Most 2 axle LGB engines do NOT have idler gears. The 20232 does have one (the 2-4-0 American engine).
All that is needed is the axle gear, but when replacing the wheel, you must be very careful for correct quartering or the new gears will strip and plastic side rods will break.

Tje LGB mogul is 3 axle and does have an idler gear.


----------



## mymodeltrain (May 14, 2013)

Do you know where can I send a PIKO train for service? Basically, I attempted to change the gears and it turned out bad since I realized that it is not easy to open up a train. Since then, I think it may be worthwhile to send out for service. I contacted Train-Li, but they work with LGB only. Obviously, I will send my LGB trains there in the future for service, but I want to focus on the PIKO train first.


----------



## chuck n (Jan 2, 2008)

Thanks Dan! The only LGB engines that have given me idler gear problems have been three axle ones. I just assumed that all LGB engines have idler gears. I have not had to ever go inside a two axle engine.

Chuck


----------



## East Broad Top (Dec 29, 2007)

How steep are your grades?

Later,

K


----------



## mymodeltrain (May 14, 2013)

I keep promising to measure the grade but never have had a chance to actually do it. If you look at this video, the grade is from 4:25-4:32. But, I already reversed the direction of the run, the the grade is not very bad now.


----------



## stevedenver (Jan 6, 2008)

I have a couple of 2090s and a couple of the the 21900 auto couplers also (superb and sleepers) 
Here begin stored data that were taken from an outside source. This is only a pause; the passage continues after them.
PR #673, opened 2021-03-30
Allow \middle to work when a style or color is open.  (mathjax/MathJax#2663)

dpvc:
The current implementation for `\middle` only works when there are no open style or color changes, and so it fails with

```
\left( \color{red} x \middle| y \right)
```

for example.  This PR introduces a `MiddleItem ` stack item that acts as a close item, so it will close any pending and style items.  The `LeftItem` looks for a `MiddleItem` and processes it (by adding the needed `mo`) without closing itself so that it will remain open until the following `RightItem` occurs.

In addition, the `\middle` and `\right` delimiters now save the color that they should be in, since `\left(\color{red}x\right)` colors the right brace red in actual LaTeX (and similarly for `\middle`), and apply those properly (they didn't before).

Finally, I made the `LeftRight` constructor take the actual delimiter (and color) as an argument so that you don't have to set it after it is created.

Resolves issue mathjax/MathJax#2663.

### DIFF
--- a/ts/input/tex/ParseUtil.ts
+++ b/ts/input/tex/ParseUtil.ts
@@ -122,7 +122,7 @@ namespace ParseUtil {
    * @param {string=} big Bigg command.
    */
   export function fenced(configuration: ParseOptions, open: string, mml: MmlNode,
-                         close: string, big: string = '') {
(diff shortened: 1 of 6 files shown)


zorkow (approved):
lgtm.

PR #674, opened 2021-03-30
Fix regression in tagging caused by #630

dpvc:
PR #630 was too aggressive about clearing the tag environment so that environments that allow multiple tags no longer worked.  This puts back the original `clearTag()` code, but resets the tag at the beginning of the equation so that it still solves the issue from mathjax/MathJax#2643.


zorkow (approved):
Tested and it works.

PR #675, opened 2021-03-31
Improve positioning of extenders for stretchy characters.  (mathjax/MathJax#2547)

dpvc:
This PR adjusts the CSS used for multi-glyph horizontal and vertical stretchy delimiters to make the pieces match up better.  It does this by making sure all the pieces are given the same height and depth (for horizontal) and width (for vertical).  The horizontal ones were the worst offenders, particularly for arrows, and this seems to resolve the problems, even when zoomed in or out.  I have tested in Firefox, Chrome, and Safari.

Resolves issue mathjax/MathJax#2547 and mathjax/MathJax#2642.


zorkow (approved):
Also tested on Brave and Edge.

PR #676, opened 2021-03-31
Add support for all \mathXYZ and \symXYZ macros using multi-letter <mi>.  (mathjax/MathJax#2595)

dpvc:
This PR adds support for multi-character `<mi>` elements when they are inside `\mathrm`, `\mathbf`, etc., and adds support for all the `\mathXYZ` and `\symXYZ` macros, so that all MathML variants can be produced.   This has been discussed extensively in mathjax/MathJax#2595, and this is the solution that we agreed on.

This also corrects an error in the variant names in the serialized output, and modifies the `autoOP` support to only turn normal variants into operators automatically (like `<mi>sin</mi>`), not the ones created via `\mathXYZ{}`.

Resolves issue mathjax/MathJax#2595.


ts/core/MmlTree/SerializedMmlVisitor.ts
```diff
@@ -203,6 +203,7 @@ export class SerializedMmlVisitor extends MmlVisitor {
     node.getProperty('variantForm') && this.setDataAttribute(data, 'alternate', '1');
     node.getProperty('pseudoscript') && this.setDataAttribute(data, 'pseudoscript', 'true');
     node.getProperty('mathaccent') && this.setDataAttribute(data, 'accent', 'true');
+    node.getProperty('autoOP') === false && this.setDataAttribute(data, 'auto-op', 'false');
```
pkra, line 206: This branch now has a merge conflict due to this line (since https://github.com/mathjax/MathJax-src/pull/654 was merged and removed the preceding line). 

Could you let me know whether this line should stay?

dpvc: Yes, this line should stay.

dpvc: But the preceding line should go.  Sorry if I misunderstood the question.

pkra: Thanks, Davide. All clear.

zorkow (approved):
This is great! SRE now gets `\mathrm{sin}` as `sine` rather than `normal s normal i normal n`.

dpvc:
Yes, that is one of the reasons I worked harder to get the multi-character `mi` elements, because you said it would help with SRE.  Glad that is one of the results!

PR #677, opened 2021-03-31
Add a11y enable options to menu handler so that they can be configured (mathjax/MathJax#2651)

dpvc:
This PR adds the a11y "enable" options to the menu handler so that a page author can include them in the MathJax configuration even if the extensions aren't loaded yet.  Without this, having `enableExporer`, for example, in the configuration would lead to an error about the option not being defined.  This defines them when the menu component is loaded, since it may load the a11y extensions later.

Resolves issue mathjax/MathJax#2651.

### DIFF
--- a/ts/ui/menu/MenuHandler.ts
+++ b/ts/ui/menu/MenuHandler.ts
@@ -167,7 +167,7 @@ export function MenuMathDocumentMixin<B extends A11yDocumentConstructor>(
       //    initially, and so would cause "undefined option" error messages
       //    if a user tries to configure them.  So we include them here.
       //    They are overridden by the options from the extensions when
-      //    those are laoded (via ...BaseDocument.OPTIONS).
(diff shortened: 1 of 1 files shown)


ts/ui/menu/MenuHandler.ts
```diff
@@ -162,6 +162,19 @@ export function MenuMathDocumentMixin<B extends A11yDocumentConstructor>(
      * @override
      */
     public static OPTIONS = {
+      //
+      //  These options are from the a11y extensions, which may not be loaded
+      //    initially, and so would cause "undefined option" error messages
+      //    if a user tries to configure them.  So we include them here.
+      //    They are overridden by the options from the extensions when
+      //    those are laoded (via ...BaseDocument.OPTIONS).
```
zorkow, line 170: typo

zorkow (approved):
Just a typo.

the 2090 is a nice engine, not as heavy as an older Stainz 

if you like lights, as do i, you might consider the green later version which as larger lamps and can more more easily lighted

the 2090 has dummy lights, front and rear 
and they can be lighted using smaller LEDs, and some judicious drilling of lead wire holes int he forward lamps and holes for the LEDS themselves in the cab back wall
and a bit of tinkering if you want the LED flush and with a lens

there are no idler gears, they are basically the same as a stainz motor block

I like mine, and I find the drive rods add interest


----------